Task description:
Filter out every line below that lacks "opened", and copy the rest.

Records:

·····

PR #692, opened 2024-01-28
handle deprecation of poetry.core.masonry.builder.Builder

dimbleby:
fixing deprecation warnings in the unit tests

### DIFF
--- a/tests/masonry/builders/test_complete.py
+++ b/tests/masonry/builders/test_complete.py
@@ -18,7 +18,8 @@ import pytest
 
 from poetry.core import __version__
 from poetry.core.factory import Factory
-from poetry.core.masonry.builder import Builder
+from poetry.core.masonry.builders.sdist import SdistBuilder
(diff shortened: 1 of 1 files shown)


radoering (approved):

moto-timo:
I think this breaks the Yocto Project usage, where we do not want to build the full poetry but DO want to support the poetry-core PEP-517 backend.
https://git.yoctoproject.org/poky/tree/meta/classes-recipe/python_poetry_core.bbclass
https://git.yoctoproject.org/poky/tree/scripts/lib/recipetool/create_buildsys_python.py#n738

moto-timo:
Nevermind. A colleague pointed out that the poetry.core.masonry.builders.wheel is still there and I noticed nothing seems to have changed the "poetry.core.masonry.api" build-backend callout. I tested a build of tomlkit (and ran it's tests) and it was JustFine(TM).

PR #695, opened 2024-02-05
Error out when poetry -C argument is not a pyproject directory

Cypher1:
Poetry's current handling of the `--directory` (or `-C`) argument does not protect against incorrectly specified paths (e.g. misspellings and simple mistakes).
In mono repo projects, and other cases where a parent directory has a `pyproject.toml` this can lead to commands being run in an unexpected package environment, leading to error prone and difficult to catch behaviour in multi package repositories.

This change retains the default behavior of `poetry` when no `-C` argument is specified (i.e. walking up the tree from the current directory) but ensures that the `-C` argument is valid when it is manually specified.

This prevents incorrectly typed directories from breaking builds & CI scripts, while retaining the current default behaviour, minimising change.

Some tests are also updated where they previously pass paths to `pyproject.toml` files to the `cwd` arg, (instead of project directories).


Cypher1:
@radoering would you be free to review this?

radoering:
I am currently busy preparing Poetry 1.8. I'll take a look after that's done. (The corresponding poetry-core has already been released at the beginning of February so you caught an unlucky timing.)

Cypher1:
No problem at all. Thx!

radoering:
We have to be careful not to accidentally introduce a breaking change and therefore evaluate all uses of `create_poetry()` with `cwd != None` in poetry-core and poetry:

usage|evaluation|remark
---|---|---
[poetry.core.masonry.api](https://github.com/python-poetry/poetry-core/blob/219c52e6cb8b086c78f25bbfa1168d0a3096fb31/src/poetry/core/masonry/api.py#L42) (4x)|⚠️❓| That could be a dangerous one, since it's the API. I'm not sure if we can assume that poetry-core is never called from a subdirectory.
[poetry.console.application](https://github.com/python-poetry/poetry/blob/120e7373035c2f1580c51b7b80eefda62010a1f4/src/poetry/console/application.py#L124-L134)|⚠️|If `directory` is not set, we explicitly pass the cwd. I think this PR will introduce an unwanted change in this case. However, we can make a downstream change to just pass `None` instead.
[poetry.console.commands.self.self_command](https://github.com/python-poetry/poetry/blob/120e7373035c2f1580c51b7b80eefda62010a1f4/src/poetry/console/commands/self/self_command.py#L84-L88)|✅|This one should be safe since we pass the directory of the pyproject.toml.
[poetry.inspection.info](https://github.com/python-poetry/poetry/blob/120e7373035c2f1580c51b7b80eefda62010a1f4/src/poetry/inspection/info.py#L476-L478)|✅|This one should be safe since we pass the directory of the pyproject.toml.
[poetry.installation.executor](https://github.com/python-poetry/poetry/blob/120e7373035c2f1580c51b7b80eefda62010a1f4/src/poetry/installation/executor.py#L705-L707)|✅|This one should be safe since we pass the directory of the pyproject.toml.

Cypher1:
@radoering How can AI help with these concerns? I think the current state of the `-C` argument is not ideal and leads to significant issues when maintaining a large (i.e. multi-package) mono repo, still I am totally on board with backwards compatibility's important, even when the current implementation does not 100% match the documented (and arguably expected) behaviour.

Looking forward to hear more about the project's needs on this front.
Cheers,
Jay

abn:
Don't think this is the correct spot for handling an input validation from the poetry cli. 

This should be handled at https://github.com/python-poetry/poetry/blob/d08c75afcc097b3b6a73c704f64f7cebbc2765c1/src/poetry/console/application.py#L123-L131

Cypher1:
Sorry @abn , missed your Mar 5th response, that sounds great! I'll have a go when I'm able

·····

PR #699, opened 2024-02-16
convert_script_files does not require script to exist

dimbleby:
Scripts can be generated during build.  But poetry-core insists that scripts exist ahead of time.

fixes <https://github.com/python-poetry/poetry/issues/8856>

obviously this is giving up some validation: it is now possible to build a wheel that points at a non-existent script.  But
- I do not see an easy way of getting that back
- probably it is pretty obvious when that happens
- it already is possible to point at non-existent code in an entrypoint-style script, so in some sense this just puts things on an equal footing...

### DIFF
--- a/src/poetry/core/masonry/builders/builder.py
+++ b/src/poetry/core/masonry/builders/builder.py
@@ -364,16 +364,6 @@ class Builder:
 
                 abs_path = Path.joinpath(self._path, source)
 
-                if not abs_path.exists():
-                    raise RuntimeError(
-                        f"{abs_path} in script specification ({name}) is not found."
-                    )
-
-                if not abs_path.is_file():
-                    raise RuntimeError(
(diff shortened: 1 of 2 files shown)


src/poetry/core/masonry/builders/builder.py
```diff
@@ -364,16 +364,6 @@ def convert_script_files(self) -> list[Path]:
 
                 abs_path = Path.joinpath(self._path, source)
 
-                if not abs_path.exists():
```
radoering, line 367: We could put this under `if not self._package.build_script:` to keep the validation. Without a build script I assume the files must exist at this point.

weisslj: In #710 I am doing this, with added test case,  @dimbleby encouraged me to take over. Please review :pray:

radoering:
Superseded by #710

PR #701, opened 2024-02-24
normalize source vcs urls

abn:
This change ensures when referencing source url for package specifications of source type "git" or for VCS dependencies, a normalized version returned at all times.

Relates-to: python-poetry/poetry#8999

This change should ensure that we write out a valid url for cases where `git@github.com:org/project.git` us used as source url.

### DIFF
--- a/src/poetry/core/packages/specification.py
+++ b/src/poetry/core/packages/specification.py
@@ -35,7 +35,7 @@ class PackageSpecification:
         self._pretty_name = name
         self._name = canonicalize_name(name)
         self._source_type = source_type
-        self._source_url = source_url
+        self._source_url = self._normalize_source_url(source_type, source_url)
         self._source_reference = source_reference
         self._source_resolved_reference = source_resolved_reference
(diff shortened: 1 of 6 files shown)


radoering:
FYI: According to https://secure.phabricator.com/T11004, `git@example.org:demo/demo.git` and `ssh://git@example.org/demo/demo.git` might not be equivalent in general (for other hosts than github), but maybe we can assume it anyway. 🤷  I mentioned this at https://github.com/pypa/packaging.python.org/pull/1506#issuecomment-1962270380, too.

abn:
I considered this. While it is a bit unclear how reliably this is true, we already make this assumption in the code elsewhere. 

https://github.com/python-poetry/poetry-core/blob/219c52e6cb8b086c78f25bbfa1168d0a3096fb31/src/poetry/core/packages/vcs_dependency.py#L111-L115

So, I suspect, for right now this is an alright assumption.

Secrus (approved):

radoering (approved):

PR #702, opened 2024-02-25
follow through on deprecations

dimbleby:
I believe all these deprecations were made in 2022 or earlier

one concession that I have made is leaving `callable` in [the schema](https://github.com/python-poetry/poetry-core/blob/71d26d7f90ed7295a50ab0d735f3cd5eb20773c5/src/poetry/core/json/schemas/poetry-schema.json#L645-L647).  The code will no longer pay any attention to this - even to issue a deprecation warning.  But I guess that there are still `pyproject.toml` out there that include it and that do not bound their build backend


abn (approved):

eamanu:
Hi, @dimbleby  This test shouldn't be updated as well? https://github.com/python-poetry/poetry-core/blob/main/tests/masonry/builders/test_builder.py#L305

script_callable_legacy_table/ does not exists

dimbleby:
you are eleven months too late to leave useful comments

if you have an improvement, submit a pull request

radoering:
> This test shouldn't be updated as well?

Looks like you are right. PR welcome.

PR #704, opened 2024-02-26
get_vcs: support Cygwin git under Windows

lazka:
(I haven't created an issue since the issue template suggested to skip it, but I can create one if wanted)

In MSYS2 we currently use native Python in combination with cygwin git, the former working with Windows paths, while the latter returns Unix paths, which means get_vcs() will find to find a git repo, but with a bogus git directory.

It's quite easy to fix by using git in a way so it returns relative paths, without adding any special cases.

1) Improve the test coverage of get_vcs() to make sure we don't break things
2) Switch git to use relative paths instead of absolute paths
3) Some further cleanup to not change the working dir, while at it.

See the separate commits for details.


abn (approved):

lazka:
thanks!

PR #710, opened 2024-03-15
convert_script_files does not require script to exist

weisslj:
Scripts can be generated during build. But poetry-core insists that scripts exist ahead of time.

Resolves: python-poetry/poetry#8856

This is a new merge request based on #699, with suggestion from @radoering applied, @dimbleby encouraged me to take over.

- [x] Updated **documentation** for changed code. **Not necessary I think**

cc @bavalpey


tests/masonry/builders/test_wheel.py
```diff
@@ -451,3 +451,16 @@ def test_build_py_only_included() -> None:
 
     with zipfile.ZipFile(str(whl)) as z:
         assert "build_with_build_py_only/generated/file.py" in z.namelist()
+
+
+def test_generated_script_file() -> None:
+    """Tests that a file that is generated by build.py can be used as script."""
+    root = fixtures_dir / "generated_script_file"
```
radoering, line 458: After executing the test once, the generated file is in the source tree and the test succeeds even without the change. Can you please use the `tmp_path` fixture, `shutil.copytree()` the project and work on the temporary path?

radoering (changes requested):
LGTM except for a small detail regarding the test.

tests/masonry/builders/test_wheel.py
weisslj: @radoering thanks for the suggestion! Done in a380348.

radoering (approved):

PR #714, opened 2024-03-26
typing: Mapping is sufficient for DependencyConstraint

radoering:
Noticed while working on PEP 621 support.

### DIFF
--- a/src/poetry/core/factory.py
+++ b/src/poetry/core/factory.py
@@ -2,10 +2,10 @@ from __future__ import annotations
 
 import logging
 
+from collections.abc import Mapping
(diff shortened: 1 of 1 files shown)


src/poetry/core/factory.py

·····

Task solution:
PR #692, opened 2024-01-28
PR #695, opened 2024-02-05
PR #699, opened 2024-02-16
PR #701, opened 2024-02-24
PR #702, opened 2024-02-25
PR #704, opened 2024-02-26
PR #710, opened 2024-03-15
PR #714, opened 2024-03-26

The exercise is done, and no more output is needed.